Tampoco apreciamos que la actora se haya comportado de forma opaca o poco colaborativa en la práctica de la prueba consistente en la aportación de la documentación relativa a lo que la actora denomina venta de uno de los hoteles de la cadena, de modo, se entiende, que se hayan generado dudas fácticas, en tanto que la demandante aportó la documentación requerida por la que se resolvió un contrato de arrendamiento de inmueble destinado a la explotación de un hotel del que la demandada era arrendataria y la relativa al traspaso de la gestión a la nueva arrendataria, sin que figurase concepto alguno relativo a la propiedad intelectual.

En el presente supuesto, la demanda fue interpuesta en junio de 2019, la doctrina del TS modulando la admisibilidad de la acción individual de responsabilidad y sujetándola a un esfuerzo argumentativo, más allá de una mera presunción del daño, ya había sido desarrollada.

Incluso, ejercitada la misma acción ante los juzgados de primera instancia, concretamente ante el Juzgado de Primera Instancia nº 6 de Valdemoro, recayó sentencia absolutoria de 21 de diciembre de 2017 y, aunque tal resolución fue anulada por estimar la Audiencia Provincial de Madrid -auto de 22 de enero de 2019 de la Sección Decimoctava de la AP de Madrid-, en recurso al efecto, que el órgano a quocarecía de competencia objetiva para conocer de la acción ejercitada, se obtuvo en la primera instancia la misma respuesta desestimatoria a la pretensión del actor que la recaída ante los órganos de lo mercantil.

Por tanto, no existen las dudas de hecho y de derecho denunciadas y consecuentemente el recurso ha de ser íntegramente desestimado.

QUINTO. - Costas procesales de la segunda instancia.

De conformidad con lo dispuesto en el art. 398 de la L.E.C, en relación con el art. 394 del mismo Cuerpo legal, las costas del recurso se impondrán a la apelante.

Vistos los artículos citados y los demás de general y pertinente aplicación,

Fallo

Que desestimamos íntegramente el recurso de apelación interpuesto por la representación procesal de DON Brunofrente a la sentencia de fecha 9 de diciembre de 2020, dictada por la Ilma.
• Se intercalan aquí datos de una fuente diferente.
Issue #2314, opened 2019-12-03
docker 19.03: pod information left on /run/vc/ when killing kata hypervisor


chavafg:
# Description of problem

While trying to update our supported docker version to 19.03, I see that the [`hypervisor_stability_kill_test`](https://github.com/kata-containers/tests/blob/master/integration/stability/hypervisor_stability_kill_test.sh) fails as pod information is left under ` /run/vc/sbs`. This does not happen when using docker 18.06.

To reproduce, follow next steps or run the test script above.

```
fuentess@newdocker:~$ sudo docker run --runtime kata-runtime -tid ubuntu bash
a4ddc2808ed7acf4883397024251fd122990025cf6a7e400a9c166958c010092
fuentess@newdocker:~$ sudo docker ps
CONTAINER ID        IMAGE               COMMAND             CREATED             STATUS              PORTS               NAMES
a4ddc2808ed7        ubuntu              "bash"              20 seconds ago      Up 16 seconds                           dreamy_williamson
fuentess@newdocker:~$ pidof qemu-system-x86_64
865
fuentess@newdocker:~$ sudo kill -KILL 865
fuentess@newdocker:~$ sudo docker ps
CONTAINER ID        IMAGE               COMMAND             CREATED             STATUS              PORTS               NAMES
fuentess@newdocker:~$ sudo kata-runtime list 
WARNING: failed to get container a4ddc2808ed7acf4883397024251fd122990025cf6a7e400a9c166958c010092 rootfs: stat /var/lib/docker/overlay2/f9314de2f862faf78cb3011921c7124d2af6e3e1e4d23c28c5aae791056f96d4/merged: no such file or directory
ID          PID         STATUS      BUNDLE      CREATED     OWNER
fuentess@newdocker:~$ sudo ls /run/vc/sbs
a4ddc2808ed7acf4883397024251fd122990025cf6a7e400a9c166958c010092
```

# Expected result

pod information on `/run/vc/sbs` should be deleted by the kata-runtime. 

/cc @bergwolf who added the test.
/cc @devimc @jodh-intel @egernst in case they have any idea.

raravena80:
@chavafg any updates on this PR? Thx.

GabyCT:
ping @bergwolf

raravena80:
ping @bergwolf @chavafg

PR #3037, opened 2020-10-30
qemu: fix stopSandbox() to work with newer docker

rhafer:
When connecting to the qemu socket fails with a connection refused error
assume that qemu died and handle that as if the Sandbox was already
stopped. So that deleteSandbox() can still succeed.

This is needed when working with newer docker releases (19.03). As the
containerd included in there does no longer use the "<runtime> kill"
command before deleting the Sandboxes.
(https://github.com/containerd/containerd/commit/b5ccc66c2c814cfc21d58678c854272427814b59#diff-6a93af2fa6a81ffa3592c6ba4c7f628976e9ac0363a9532589b0fc96f3059ad1)

Fixes: #2611, #2314 

Signed-off-by: Ralf Haferkamp <rhafer@suse.com>

### DIFF
--- a/virtcontainers/qemu.go
+++ b/virtcontainers/qemu.go
@@ -931,6 +931,22 @@ func (q *qemu) waitSandbox(timeout int) error {
 	return nil
 }
 
+func isConnectionRefusedError(err error) bool {
+	if err == nil {
+		return false
+	}
+	if neterr, ok := err.(*net.OpError); ok {
+		if syserr, ok := neterr.Err.(*os.SyscallError); ok {
+			if errno, ok := syserr.Err.(syscall.Errno); ok {
+				if errno == unix.ECONNREFUSED {
+					return true
+				}
+			}
+		}
+	}
+	return false
+}
+
 // stopSandbox will stop the Sandbox's VM.
 func (q *qemu) stopSandbox() error {
 	span, _ := q.trace("stopSandbox")
@@ -962,6 +978,13 @@ func (q *qemu) stopSandbox() error {
 
 	err := q.qmpSetup()
 	if err != nil {
+		// Ignore any "connection refused" error and assume that the Sandbox
+		// is already stopped in that case.
+		if isConnectionRefusedError(err) {
+			q.Logger().WithError(err).Warn(
+				"Failed to connect to qemu. Assuming Sandbox is already gone.")
+			return nil
+		}
 		return err
 	}
 


rhafer:
I am not really sure if this is actually the right fix. But I want to bring it up for discussion anyway.

Also I am not sure if there is even still interest in getting this addressed for kata 1.x given that `kata-runtime` in 2.0 does not provide a drop-in replacement for `runc` at all.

Sra. Magistrada-Juez del Juzgado de Mercantil Número 12 de los de Madrid, en el Procedimiento ordinario número 1316/2019, que confirmamos en todos sus extremos, con imposición de las costas del recurso a la recurrente.

Cabe casación e infracción procesal.

Remítanse las actuaciones al Juzgado de Procedencia, junto con testimonio de la presente, para su ejecución y cumplimiento.

Así por esta nuestra sentencia, lo pronunciamos, mandamos y firmamos.

La difusión del texto de esta resolución a partes no interesadas en el proceso en el que ha sido dictada sólo podrá llevarse a cabo previa disociación de los datos de carácter personal que los mismos contuvieran y con pleno respeto al derecho a la intimidad, a los derechos de las personas que requieran un especial deber de tutela o a la garantía del anonimato de las víctimas o perjudicados, cuando proceda.

Los datos personales incluidos en esta resolución no podrán ser cedidos, ni comunicados con fines contrarios a las leyes.